▶ EXERCISE REQUIREMENTS:
Transcribe the listing below only from the line with "PR #571, opened 2026-07-10" up to and including the line with "the live API.".
Start of RECORDS FOR THIS TASK
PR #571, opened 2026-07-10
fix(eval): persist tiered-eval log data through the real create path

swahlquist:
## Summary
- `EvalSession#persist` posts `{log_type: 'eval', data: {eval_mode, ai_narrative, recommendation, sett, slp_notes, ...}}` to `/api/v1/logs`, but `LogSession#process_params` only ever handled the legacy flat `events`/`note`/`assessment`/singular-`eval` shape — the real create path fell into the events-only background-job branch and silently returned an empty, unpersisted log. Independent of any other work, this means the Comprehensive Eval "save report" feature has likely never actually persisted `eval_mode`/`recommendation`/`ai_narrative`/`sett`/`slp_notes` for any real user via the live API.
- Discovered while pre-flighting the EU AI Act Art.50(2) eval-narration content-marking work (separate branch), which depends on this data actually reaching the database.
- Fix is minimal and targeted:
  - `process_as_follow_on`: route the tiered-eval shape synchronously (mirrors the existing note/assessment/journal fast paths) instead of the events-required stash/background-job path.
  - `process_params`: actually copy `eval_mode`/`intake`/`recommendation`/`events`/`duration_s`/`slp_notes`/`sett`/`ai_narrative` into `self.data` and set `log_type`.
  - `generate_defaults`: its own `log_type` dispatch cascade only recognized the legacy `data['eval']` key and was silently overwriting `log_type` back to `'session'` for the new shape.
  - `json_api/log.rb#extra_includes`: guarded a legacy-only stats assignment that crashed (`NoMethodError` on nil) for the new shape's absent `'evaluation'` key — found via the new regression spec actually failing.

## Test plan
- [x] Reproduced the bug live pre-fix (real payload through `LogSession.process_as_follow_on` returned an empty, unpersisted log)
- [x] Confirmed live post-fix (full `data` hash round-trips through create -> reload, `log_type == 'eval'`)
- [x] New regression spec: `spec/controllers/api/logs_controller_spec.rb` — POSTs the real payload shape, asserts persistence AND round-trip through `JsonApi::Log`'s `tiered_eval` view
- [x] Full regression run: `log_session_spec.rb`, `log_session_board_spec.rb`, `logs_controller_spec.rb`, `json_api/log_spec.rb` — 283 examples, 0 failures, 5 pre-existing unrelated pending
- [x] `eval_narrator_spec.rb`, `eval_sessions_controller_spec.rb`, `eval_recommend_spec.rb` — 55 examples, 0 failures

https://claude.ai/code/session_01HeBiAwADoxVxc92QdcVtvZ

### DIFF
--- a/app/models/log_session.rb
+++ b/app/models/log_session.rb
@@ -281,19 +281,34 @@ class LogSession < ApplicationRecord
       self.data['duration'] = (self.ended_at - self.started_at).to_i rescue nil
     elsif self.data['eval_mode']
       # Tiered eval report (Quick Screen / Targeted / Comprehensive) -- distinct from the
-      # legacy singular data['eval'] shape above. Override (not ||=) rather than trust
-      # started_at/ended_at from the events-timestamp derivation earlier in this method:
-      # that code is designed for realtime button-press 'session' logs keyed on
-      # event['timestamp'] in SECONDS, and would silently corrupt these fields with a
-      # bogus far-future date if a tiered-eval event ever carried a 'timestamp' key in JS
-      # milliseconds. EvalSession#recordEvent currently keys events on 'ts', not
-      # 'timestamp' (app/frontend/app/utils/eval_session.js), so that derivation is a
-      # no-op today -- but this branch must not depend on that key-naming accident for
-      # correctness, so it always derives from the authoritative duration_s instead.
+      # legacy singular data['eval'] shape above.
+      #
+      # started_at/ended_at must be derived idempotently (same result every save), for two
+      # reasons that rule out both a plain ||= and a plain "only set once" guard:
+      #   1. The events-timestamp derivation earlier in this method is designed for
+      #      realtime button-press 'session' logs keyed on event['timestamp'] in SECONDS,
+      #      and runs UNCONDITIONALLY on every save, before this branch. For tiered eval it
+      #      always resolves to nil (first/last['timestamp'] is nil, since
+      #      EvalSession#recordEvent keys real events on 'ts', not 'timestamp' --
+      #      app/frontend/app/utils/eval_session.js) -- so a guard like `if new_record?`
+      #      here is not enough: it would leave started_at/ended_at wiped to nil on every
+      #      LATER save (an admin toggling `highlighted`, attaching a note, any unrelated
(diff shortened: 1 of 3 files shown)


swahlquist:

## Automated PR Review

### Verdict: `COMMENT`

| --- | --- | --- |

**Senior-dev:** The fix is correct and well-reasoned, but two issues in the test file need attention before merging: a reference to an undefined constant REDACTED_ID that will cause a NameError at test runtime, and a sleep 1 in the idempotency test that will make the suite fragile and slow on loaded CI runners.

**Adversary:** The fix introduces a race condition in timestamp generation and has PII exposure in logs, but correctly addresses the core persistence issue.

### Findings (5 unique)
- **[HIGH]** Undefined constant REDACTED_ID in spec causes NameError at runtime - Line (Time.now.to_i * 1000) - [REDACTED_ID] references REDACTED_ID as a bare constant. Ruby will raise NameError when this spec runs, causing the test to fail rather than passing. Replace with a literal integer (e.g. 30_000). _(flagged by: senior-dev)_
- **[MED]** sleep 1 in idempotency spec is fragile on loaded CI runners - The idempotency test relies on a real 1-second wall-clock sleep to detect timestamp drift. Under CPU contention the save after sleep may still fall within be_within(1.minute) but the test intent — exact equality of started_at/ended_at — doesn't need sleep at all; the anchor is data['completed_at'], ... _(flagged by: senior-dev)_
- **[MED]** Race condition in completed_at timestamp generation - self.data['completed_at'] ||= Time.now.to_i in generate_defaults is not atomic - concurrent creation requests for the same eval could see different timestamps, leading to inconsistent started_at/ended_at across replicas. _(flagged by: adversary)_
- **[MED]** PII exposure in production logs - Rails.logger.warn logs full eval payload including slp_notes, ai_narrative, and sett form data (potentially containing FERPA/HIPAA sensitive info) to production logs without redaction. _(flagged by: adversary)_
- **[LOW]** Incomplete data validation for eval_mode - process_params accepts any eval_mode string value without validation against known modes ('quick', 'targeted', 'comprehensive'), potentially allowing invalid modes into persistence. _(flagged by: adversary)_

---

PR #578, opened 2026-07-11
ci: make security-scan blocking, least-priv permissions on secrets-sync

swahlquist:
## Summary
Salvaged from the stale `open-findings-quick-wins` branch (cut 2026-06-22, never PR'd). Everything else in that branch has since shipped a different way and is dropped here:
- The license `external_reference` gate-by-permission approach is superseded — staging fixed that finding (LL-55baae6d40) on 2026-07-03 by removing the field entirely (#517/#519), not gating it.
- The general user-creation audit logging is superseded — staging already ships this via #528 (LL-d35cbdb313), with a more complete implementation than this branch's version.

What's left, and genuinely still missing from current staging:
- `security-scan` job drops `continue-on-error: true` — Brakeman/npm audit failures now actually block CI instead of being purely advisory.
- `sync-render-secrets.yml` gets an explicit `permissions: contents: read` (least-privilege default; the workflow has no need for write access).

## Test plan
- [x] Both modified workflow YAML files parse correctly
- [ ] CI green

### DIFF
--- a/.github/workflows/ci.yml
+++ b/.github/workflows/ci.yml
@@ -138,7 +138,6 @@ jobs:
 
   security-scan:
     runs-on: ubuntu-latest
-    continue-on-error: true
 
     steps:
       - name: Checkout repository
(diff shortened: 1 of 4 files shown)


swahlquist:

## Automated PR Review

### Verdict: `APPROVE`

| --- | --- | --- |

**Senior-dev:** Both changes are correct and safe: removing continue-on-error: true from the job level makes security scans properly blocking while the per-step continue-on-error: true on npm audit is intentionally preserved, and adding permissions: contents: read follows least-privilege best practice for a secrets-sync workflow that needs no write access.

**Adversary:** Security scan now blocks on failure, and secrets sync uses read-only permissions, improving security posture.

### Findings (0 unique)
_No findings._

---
End of RECORDS FOR THIS TASK
Start of RECORDS FOR THIS TASK
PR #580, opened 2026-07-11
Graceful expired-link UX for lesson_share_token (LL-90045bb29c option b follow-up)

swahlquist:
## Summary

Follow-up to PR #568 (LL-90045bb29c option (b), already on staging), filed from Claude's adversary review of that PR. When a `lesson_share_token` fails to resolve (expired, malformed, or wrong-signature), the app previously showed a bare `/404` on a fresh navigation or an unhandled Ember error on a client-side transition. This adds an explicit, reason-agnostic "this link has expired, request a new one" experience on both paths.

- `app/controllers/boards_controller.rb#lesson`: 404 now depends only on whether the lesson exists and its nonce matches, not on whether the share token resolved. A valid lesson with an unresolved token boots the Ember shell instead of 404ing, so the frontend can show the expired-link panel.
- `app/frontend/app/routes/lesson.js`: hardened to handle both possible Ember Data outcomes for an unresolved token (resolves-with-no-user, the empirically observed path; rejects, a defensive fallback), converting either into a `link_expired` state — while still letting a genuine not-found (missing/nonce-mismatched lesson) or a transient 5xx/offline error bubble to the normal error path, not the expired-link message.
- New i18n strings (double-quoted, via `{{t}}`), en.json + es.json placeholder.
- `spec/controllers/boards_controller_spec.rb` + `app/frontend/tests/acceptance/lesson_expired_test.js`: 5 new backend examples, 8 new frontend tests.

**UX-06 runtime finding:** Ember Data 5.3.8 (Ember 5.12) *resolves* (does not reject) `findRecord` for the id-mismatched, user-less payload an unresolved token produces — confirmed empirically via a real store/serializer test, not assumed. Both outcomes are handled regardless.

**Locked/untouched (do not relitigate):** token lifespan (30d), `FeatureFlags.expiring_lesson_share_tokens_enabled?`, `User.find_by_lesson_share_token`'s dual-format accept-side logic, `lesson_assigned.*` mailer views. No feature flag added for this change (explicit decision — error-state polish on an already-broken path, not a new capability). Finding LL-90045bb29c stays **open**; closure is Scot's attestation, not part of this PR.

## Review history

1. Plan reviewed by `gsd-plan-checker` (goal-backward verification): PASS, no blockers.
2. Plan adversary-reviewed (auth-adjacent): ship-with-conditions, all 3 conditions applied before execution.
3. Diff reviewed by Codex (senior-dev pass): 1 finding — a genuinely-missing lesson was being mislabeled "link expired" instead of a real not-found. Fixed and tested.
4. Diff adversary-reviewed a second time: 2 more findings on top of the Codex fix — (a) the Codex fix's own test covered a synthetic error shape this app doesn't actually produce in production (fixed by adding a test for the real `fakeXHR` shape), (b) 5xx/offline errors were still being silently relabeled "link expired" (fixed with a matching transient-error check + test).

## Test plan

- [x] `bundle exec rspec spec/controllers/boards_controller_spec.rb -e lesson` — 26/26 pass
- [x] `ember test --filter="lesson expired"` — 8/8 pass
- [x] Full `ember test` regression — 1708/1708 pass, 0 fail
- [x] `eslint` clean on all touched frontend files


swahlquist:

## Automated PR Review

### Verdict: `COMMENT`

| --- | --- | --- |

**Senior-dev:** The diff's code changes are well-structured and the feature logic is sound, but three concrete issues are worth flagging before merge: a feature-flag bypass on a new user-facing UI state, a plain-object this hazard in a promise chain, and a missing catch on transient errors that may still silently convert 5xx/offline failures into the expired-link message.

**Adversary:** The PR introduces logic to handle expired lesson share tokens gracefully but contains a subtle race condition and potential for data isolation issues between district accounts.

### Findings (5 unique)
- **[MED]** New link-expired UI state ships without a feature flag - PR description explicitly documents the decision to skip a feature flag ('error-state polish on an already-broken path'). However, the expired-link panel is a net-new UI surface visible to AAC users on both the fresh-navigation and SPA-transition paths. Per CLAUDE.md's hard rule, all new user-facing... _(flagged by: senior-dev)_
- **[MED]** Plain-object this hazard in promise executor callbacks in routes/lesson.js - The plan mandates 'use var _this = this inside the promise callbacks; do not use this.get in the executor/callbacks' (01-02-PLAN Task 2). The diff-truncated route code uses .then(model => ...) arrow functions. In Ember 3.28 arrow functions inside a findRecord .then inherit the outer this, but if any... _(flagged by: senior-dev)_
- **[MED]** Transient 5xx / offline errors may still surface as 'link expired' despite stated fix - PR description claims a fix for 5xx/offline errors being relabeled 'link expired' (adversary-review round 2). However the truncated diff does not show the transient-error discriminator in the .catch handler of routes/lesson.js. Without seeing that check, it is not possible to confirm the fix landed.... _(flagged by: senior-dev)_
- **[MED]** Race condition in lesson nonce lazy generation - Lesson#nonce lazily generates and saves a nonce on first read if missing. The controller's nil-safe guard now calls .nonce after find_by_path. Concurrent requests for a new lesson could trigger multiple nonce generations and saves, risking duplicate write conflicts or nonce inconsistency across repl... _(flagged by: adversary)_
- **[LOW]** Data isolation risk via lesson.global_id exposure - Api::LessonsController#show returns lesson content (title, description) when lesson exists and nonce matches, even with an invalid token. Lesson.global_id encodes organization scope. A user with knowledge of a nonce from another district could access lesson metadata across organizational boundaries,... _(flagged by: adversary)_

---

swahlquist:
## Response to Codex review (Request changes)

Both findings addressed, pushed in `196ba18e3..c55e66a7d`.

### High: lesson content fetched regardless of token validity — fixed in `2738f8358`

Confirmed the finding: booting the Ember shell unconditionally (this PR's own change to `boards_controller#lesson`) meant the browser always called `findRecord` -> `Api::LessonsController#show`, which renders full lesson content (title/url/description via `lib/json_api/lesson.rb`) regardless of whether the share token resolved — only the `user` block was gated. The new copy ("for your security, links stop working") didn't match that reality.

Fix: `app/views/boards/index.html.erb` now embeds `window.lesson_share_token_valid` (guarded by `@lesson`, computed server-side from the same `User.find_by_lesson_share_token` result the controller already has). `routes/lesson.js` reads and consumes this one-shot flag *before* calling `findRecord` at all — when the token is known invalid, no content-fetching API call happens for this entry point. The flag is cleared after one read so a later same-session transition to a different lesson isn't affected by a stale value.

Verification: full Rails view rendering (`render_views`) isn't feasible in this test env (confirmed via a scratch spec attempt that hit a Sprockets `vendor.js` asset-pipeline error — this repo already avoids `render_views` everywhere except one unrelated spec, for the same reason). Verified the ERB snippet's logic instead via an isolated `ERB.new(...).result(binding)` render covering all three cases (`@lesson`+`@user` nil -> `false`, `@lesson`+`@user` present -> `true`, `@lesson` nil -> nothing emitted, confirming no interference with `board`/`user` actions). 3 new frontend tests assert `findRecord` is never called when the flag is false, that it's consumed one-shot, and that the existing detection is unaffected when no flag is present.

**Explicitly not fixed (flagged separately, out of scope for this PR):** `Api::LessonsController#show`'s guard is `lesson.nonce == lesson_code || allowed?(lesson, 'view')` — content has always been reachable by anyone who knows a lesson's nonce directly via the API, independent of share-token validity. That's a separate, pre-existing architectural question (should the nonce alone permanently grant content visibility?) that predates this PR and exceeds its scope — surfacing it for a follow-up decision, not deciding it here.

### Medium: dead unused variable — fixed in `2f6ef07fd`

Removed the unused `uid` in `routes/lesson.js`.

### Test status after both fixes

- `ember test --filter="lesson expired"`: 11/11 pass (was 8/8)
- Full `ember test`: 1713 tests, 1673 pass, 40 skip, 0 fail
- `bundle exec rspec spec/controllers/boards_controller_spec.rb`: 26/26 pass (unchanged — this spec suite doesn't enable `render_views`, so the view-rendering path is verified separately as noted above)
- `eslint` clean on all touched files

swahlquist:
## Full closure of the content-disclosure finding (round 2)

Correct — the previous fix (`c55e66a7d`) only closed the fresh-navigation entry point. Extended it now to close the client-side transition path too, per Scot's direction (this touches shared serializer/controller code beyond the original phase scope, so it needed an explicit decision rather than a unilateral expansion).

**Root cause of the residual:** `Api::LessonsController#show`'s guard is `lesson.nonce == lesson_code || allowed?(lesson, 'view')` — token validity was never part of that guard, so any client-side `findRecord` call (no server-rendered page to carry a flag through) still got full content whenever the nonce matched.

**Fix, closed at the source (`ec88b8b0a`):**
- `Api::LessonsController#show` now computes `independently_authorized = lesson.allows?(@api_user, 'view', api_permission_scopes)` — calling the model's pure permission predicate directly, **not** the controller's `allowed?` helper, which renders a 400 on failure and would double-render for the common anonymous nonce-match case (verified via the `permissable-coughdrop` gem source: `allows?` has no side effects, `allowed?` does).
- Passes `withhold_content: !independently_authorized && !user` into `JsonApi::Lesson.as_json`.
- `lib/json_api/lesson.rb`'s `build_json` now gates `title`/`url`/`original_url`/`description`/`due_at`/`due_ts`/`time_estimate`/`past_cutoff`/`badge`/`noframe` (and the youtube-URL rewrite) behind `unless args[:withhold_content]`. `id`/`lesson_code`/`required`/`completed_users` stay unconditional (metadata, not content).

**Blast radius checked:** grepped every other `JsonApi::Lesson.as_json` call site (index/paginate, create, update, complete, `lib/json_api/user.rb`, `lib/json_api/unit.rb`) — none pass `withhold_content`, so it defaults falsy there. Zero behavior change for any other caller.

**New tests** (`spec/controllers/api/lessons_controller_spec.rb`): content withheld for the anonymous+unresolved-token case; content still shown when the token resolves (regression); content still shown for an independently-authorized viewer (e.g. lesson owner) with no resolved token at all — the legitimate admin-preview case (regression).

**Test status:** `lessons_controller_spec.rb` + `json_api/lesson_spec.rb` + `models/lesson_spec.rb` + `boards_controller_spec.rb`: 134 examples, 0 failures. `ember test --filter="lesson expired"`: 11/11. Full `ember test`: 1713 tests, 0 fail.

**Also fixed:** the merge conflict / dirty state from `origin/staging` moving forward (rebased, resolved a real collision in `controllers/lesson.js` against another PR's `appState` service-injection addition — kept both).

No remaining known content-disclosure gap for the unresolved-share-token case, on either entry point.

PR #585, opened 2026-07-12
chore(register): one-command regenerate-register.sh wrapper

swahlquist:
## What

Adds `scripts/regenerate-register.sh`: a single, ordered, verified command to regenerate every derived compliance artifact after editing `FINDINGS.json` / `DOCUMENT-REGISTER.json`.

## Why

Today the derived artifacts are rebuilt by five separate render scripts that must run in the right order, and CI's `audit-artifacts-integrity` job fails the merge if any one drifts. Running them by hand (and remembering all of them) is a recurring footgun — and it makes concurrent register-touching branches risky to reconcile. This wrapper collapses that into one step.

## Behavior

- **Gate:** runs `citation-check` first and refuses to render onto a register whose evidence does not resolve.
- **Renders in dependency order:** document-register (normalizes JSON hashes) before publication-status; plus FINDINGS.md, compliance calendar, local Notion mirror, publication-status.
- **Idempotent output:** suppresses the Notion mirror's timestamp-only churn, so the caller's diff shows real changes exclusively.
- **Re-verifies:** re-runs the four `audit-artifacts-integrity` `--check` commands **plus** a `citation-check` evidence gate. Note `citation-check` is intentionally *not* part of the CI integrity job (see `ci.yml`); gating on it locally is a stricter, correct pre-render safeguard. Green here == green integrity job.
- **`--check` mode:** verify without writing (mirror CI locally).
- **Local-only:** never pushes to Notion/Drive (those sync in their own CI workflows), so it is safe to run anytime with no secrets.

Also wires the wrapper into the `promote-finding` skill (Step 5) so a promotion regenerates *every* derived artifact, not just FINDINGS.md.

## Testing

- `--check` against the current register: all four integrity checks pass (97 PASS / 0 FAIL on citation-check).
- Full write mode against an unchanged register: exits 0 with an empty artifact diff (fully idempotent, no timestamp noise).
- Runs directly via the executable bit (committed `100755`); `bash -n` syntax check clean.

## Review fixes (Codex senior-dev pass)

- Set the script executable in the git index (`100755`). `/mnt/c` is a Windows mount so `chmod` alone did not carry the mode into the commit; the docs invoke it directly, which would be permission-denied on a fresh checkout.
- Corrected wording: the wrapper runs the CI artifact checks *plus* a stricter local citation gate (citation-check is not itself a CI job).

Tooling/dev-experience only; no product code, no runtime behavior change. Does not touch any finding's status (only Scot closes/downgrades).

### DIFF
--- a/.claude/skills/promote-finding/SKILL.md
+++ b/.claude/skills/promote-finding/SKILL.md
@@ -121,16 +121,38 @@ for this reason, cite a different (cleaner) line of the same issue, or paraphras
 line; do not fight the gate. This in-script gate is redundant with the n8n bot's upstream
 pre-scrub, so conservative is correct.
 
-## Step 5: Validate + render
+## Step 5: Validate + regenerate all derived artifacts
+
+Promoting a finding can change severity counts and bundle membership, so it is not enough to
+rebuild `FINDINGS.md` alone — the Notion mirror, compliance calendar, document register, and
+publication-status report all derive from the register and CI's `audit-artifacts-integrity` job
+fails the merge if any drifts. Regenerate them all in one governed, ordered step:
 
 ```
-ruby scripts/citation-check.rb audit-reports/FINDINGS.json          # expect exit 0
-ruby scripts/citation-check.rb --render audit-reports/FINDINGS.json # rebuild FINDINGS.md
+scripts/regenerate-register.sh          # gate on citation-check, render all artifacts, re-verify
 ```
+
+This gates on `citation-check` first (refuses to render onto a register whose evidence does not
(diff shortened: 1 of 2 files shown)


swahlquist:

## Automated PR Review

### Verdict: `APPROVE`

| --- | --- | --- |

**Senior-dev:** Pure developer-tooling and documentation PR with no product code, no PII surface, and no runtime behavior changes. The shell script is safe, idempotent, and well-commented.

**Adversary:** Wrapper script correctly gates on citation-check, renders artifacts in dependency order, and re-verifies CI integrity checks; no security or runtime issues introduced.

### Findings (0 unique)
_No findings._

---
End of RECORDS FOR THIS TASK
▶ TASK SOLUTION:
PR #571, opened 2026-07-10
fix(eval): persist tiered-eval log data through the real create path

swahlquist:
## Summary
- `EvalSession#persist` posts `{log_type: 'eval', data: {eval_mode, ai_narrative, recommendation, sett, slp_notes, ...}}` to `/api/v1/logs`, but `LogSession#process_params` only ever handled the legacy flat `events`/`note`/`assessment`/singular-`eval` shape — the real create path fell into the events-only background-job branch and silently returned an empty, unpersisted log. Independent of any other work, this means the Comprehensive Eval "save report" feature has likely never actually persisted `eval_mode`/`recommendation`/`ai_narrative`/`sett`/`slp_notes` for any real user via the live API.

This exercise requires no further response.